22WMR is not as reliable nor durable as this centerfire cartridge in long guns, and my chrono says I am getting 2550 fps from a 10" barrel with LF198, no 22 WMR is getting that.
It is encouraging to see that Lucky Gunner seems to be using shear-validated 10% ordnance gelatin. It would be nice to see them depart from the use of the Clear Ballistics goo and actually do their customer base a useful service that would allow a valid comparison of ammunition in a valid test medium.
However, Chris Baker's (mis)use of terms like ''wound channel'' (3:23) suggests that he may be unaware of the fact that the attribution of damage that occurs in 10% ordnance gelatin does not necessarily correlate with that which might occur in living tissue due to the large difference in elastic yield strengths between gelatin and soft tissues.
Baker's statement with regard to the diameter of temporary cavity ''that really needs to be closer to about 4 inches before we can really rely on the temp cavity to have any immediate effect on the target'' (4:40) suggests a misunderstanding of the phenomena involved since most visceral tissues can sustain temporary cavities greater than 4 inches in diameter without damage.
Actually, I'm pretty sure he was saying the same thing you are. He was saying that those smaller stretch cavities will not permanently tear actual tissue. I've heard him say exactly what you're saying about flesh vs gel numerous times. I don't think he meant wound channel as in literal flesh wounding, just perhaps an unfortunate or confusing term for the damage in the gel
I think that you might be misunderstanding the point that I was making; I will clarify...
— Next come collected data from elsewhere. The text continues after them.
PR #3232, opened 2021-09-01
fix: SAM Delete CFN Rate Limit

CoshUS:
#### Checklist

- [ ] Write unit tests
- [ ] `make pr` passes
- [ ] Write documentation

### DIFF
--- a/samcli/lib/bootstrap/companion_stack/companion_stack_manager.py
+++ b/samcli/lib/bootstrap/companion_stack/companion_stack_manager.py
@@ -46,8 +46,8 @@ class CompanionStackManager:
         self._companion_stack = CompanionStack(stack_name)
         self._builder = CompanionStackBuilder(self._companion_stack)
         self._boto_config = Config(region_name=region if region else None)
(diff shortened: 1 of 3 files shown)


mgrandis (approved):

prenx4x (approved):

SimonCMoore:
It would have been great if you had explained how this fixed the problem. It looks like you increased retries to 3 times and waiting to 10 from 5 (seconds?). Do we know why/what is throttling us might there be a better way not to hit the limit than just retrying? Thanks

CoshUS:
> It would have been great if you had explained how this fixed the problem. It looks like you increased retries to 3 times and waiting to 10 from 5 (seconds?). Do we know why/what is throttling us might there be a better way not to hit the limit than just retrying? Thanks

Our canaries run with 5 concurrent jobs on a single account. The SAM delete calls describe stack from the waiter for every 5 seconds. This will cause the request per second to be around 1 which can cause throttling. The exact number of CFN maximum rps is not known as it's dynamic.
The default waiter timeout is 30 seconds which is what we will be using.

PR #3235, opened 2021-09-02
feat: Sam init interactive flow redesign

jonife:
The changes made in this pr was to take into account 2 things listed below:
1: **Add Sorting the list of dependency manager**: This was aimed at getting a consistent order in the list option for dependency manager, as against an ever changing order in the option for dependency while using only a set. This update was done in `samcli/commands/init/interactive_init_flow.py`

2: **Updated the Init Integration test:** Due to recent UX changes to SAM init, which affected the way the the init integration test previously simulated the user input and as such the integration test needed to be updated to simulate the current flow. This update was done in `tests/integration/init/schemas/test_init_with_schemas_command.py` and `tests/integration/init/schemas/schemas_test_data_setup.py`


mgrandis (approved):

jonife:
it should be 95% now

sriram-mv (approved):

CoshUS (approved):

I reviewed the Lucky Gunner video again.
Baker's statement, taken word for word from the attached video, ''that really needs to be closer to about 4 inches before we can really rely on the temp cavity to have any immediate effect on the target'' suggests that a temporary cavity having a diameter of 4 inches is some sort of threshold for damage in human soft tissues. No such threshold exists. Many visceral tissues—pulmonary, upper and lower gastrointestinal, adipose, and muscle tissue, etc—exhibit no damage when subjected to temporary cavities that exceed 4 inches diameter. The idea that such a low threshold for soft tissue damage exists at just 4 inches of temporary cavity diameter is inaccurate and misleading.
As for Baker's use of the term ''wound channel'', his use of that term in this particular context carries with it the connotation that there is some sort of equivalence or correlation between that which is seen in the ordnance gelatin and in human soft tissues. I agree that his use of the term is unfortunate since it introduces the potential for further confusion into a topic that has seen too much of it already.
It can penetrate armor at a greater range than 9mm AP with less recoil and greater capacity, while fitting (rather, being viable) in smaller guns than 5.56 can.
Whether that matters to you and the context you use firearms is a variable, but that's the purpose of the round, why it was designed, and the answer to what it does better.